Die Fahrer selbst wollen, so wie im Bericht angedeutet: „Gegenüber der ZDF (…) diese Vorwürfe zwar nicht wiederholen, korrigieren diese aber auch nicht.“ Fakt ist jedoch, dass das Team BMC, für welches George Hincapie fährt, „keine Information von den Behörden über dieses Thema erhalten“ hatte und auch Jonathan Vaughters, selbst vorgeladen und als Teammanager von Garmin-Sharp mit seinen Fahrern Zabriskie und Vande Velde vor Gericht erschienen, die Sperre als „definitiv unwahr“ bezeichnete. Das allgemeine Statement von Garmin-Sharp zum Thema Aussagen vor Gericht im Zusammenhang mit Dopingfällen, war bereits seit zwei Jahren online und bezog sich damals noch auf die Untersuchungen zum Fall Floyd Landis:
Wir können nicht ändern, was in der Vergangenheit passiert ist. Aber wir glauben es ist Zeit für Transparenz. Wir erwarten von jedem Mitglied unserer Organisation, welches von Radsport-, Anti-Doping- oder Polizeibehörden kontaktiert wird, einen offenen und ehrlichen Umgang mit diesen Behörden.
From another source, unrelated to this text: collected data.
PR #837, opened 2016-10-19
move client check to process.env.ENV

phil303:
I missed this before I deployed the search events patch but for
consistency with the other client checks in the app, move this to
`process.env.ENV`.

:eyeglasses: @schwers


schwers:
:fish: Thanks for following up!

In diesem Zusammenhang erwarten wir nichts weniger als die 100%ige Wahrheit – welche diese auch sein mag – auf die gestellten Fragen
Hätte sich der Autor etwas Mühe gegeben und die zahlreichen, objektiven Berichte zu diesem Thema gelesen (welche jedoch zugegebenermaßen selten auf Deutsch erscheinen) oder sich mit neuen Medien wie Twitter auseinandergesetzt, wäre er schnell auf die, zwar nicht von den Fahrern wiederholten (das wird sich genauer im Armstrong-Verfahren auflösen), aber korrigierten Informationen gestoßen.
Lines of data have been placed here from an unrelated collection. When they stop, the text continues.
PR #838, opened 2016-10-19
2 x fixups

schwers:
Just some quick fixups:

1) GTM is proxies its event tracking through an iframe via `postMessage`, seeing some errors in the logs where `gtmIFrame.contentWindow` is undefined. I think this is either because the frame times out or the browser isn't letting us access the iframe. The latter might require more work so this is intended to be a stopgap for now so the logs are cleaner

2) The AppMain refactor made ErrorPages _not_ have a TopNav, second commit adds it back in.

👓  @uzi @phil303

### DIFF
--- a/src/app/pages/AppMain.jsx
+++ b/src/app/pages/AppMain.jsx
@@ -42,8 +42,16 @@ const AppMain = props => {
   } = props;
 
   if (statusCode !== 200) {
+    // NOTE: this manually renders TopNav, see below for an explanation
+    // of how TopNav rendering is working in general. It's manually rendered here
+    // instead of in `<ErrorPage />` as it seems easier to refactor out later
     return (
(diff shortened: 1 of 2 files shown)


src/app/pages/AppMain.jsx
```diff
@@ -42,8 +42,16 @@ const AppMain = props => {
   } = props;
 
   if (statusCode !== 200) {
+    // NOTE: this has manually renders TopNav, see below for an explanation
```
uzi: "this has"

schwers: :(

phil303:
@schwers (1) would be a good description for your commit message

phil303:
:fish: otherwise

uzi:
:fish:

Zum Ende des Berichts wird George Hincapie das ZDF Mikro unter die Nase gehalten und passend zur Grundstimmung des Beitrages gefragt: „What do you think, will it be difficult for Lance Armstrong? (übersetzt mit „Wird’s eng für Armstrong?“) – „I don’t know, I mean you gotta ask him that.“ („Weiss ich nicht, das müssen Sie ihn selber fragen.“). Der Reporter stellt diese Frage und weiss, dass sie entweder gar nicht, oder ungenau beantwortet wird. Er macht es, um von seinem Gegenüber eine Reaktion herauszufordern, um dem Beitrag etwas Reibungspotential zu geben.
Ich frage mich: Warum berichtet der Autor, Hermann Valkyser, von der Tour de France, wenn er nur die losesten Informationen mitnimmt, daraus ein Beitrag fertigt und seine Auffassung von einem durch und durch verlogenen Sport zur besten Sendezeit nach Deutschland schickt?
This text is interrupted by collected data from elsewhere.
PR #840, opened 2016-10-20
Load GTM only after the rest of the app has loaded

schwers:
This is a quick disabling of GTM to see the impact on RUM timings after today's increase

👓  @phil303


src/lib/eventUtils.js
```diff
@@ -92,8 +92,6 @@ export function logClientScreenView(buildScreenViewData, state) {
     if (data) {
       getEventTracker().track('screenview_events', 'cs.screenview_mweb', data);
     }
-
-    gtmPageView(state);
```
uzi: eslint is mad about this being defined and not used.

schwers:
[UPDATE]:

I dug into the rum timings a bit and made a bigger change in this patch, this new version loads the GTM asynchronously. New commit message:

GTM's release triggered an increase of over a second in our RUM Timings.
Note that even though iframes load asynchronously, they still block
window.onload. Rendering the GTM script and iframe caused mount timing
to go from ~0.08s to ~0.54s. This patch moves creation of the GTM
iframe to after the page has loaded, and queues pending GTM tracking
until the iframe is properly loaded.

:haircut_man: @phil303 

👓 @uzi @dwick

src/app/components/AdsTracking/index.jsx
```diff
@@ -1,39 +1,15 @@
...
 // This component renders things that are needed for ads tracking.
 // Right now this is:
-// * GoogleTagManager -- used for tracking screenviews for ad targetting
 // * AdblockTester -- used to determine if adblock is enabled, this info is
 //    included on the base events payload
-export const AdsTracking = props => {
-  const { subredditName } = props;
-  const { mediaDomain, googleTagManagerId } = config;
-
+export default function AdsTracking() {
```
phil303: this wrapping component now seems unnecessary. I think it'd be fine to load `AdblockTester` directly.

phil303:
this patch is:
6d9cd43e00b6f4b573f635fe19f392ef0ba33ff8ed5bfbaa73f5f77efe7a39e3
:fish:

PR #841, opened 2016-10-20
Limit timings capturing down to 10% of users

uzi:
This changes both the RUM timings and the handler
timings in with both will individually get a 10%
sample rate.

👓 @schwers @umbrae


umbrae:
🐟

schwers:
:fish:

PR #1158, opened 2017-08-20
a9: Ensure all targeting kvps are passed to gpt

dwick:
👓 @griffinmichl 

from mike:

> Since you are not using setdisplaybids and are manually managing the bids, you need to pass the amznsz value to us. The DFP LI is expecting amznsz=320x50 so right now we are not passing any bid values.
> Please make a small code change on your end to handle the new amznsz param (to handle the new orders). This is what you have currently:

Ich würde ihm, etwas pathetisch formuliert, gerne erklären, wie viele treue Fans diesen Sport mittlerweile sehen: Es ist ein verworrenes System, durchzogen von alten Managern und Beihelfern, die entweder lügen oder schweigen. Aber es gibt auch Enthusiasten und unverbrauchte Talente, die zwar auf alte Zeiten zurückblicken, aber nur, um daraus zu lernen. Es ist auch ein schöner Sport und es ist nicht einfach, ein Radsportfan in Deutschland zu sein.